■ THE TASK
An exact copy of every record is the required answer.

(Collected data)
PR #120, opened 2015-02-18
Push top-level require() calls down into the functions that use them.

bolinfest:


izuzak:
Look what I found! Thanks, @bolinfest :star2:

■ ANSWER SPACE
PR #120, opened 2015-02-18
Push top-level require() calls down into the functions that use them.

bolinfest:


izuzak:
Look what I found! Thanks, @bolinfest :star2:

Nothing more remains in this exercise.